Publicado em: 28/09/2018 15:16
Editoria: Notícia

Tramita na Assembleia Legislativa da Bahia (ALBA) projeto de lei que obriga as instituições de ensino públicas ou privadas da Bahia, a disponibilizarem, até o dia 1º de outubro do ano letivo anterior, a lista de material didático-pedagógico exigida para uso individual do aluno.

De autoria da deputada Ângela Sousa (PSD), a proposição determina que a relação de material seja obrigatoriamente fixada em local de fácil acesso das instituições, assim como disponibilizada, se possível, por meio da Internet, ficando vedada qualquer exigência cadastral ou financeira para aceder à listagem.
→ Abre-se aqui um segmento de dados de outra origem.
PR #4196, opened 2025-01-29
fix: update dependency with the changed labels

shaveko:
related to https://oat-sa.atlassian.net/browse/ADF-1865

### Description 

tao-core-ui dependency update 

!!!! Update to the release version before merging


jsconan (approved):
Quick code review only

“Costumeiramente se verifica que, no período do ano em que se iniciam as atividades escolares, diversos cidadãos são surpreendidos com custos elevadíssimos de materiais, que geram danos gravíssimos ao brasileiro. Diante da necessidade de priorizar a educação dos filhos, os pais criam dívidas para que possam favorecer os estudos dos seus filhos”, explicou Ângela Sousa, na justificativa da proposta, protocolada na Secretaria Geral da Mesa do Poder Legislativo. 

A parlamentar acredita que tais danos poderiam ser evitados ou minimizados caso as instituições de ensino tivessem o cuidado de informar, com antecedência, os materiais escolares que serão utilizados no ano subsequente, com os seus respectivos valores, “favorecendo a criação de um orçamento familiar que é de suma importância para as gestões de finanças pessoais e da família”.

O projeto da deputada do PSD determina ainda que, em caso de instituições privadas que realizem a venda do material, deverão constar na lista de materiais os preços estimados dos referidos produtos, sem prejuízo de acréscimos devidamente justificados.

“Além de não gerar gastos para as instituições de ensino, o presente projeto permite aos cidadãos administrar as receitas de modo mais eficaz, analisando de quanto recurso será necessário para o pagamento de suas despesas escolares, e ainda verificar os gastos e despesas que poderão ser cortados ou diminuídos para que possam se prevenir em relação aos gastos vindouros”, concluiu Ângela Sousa, no documento.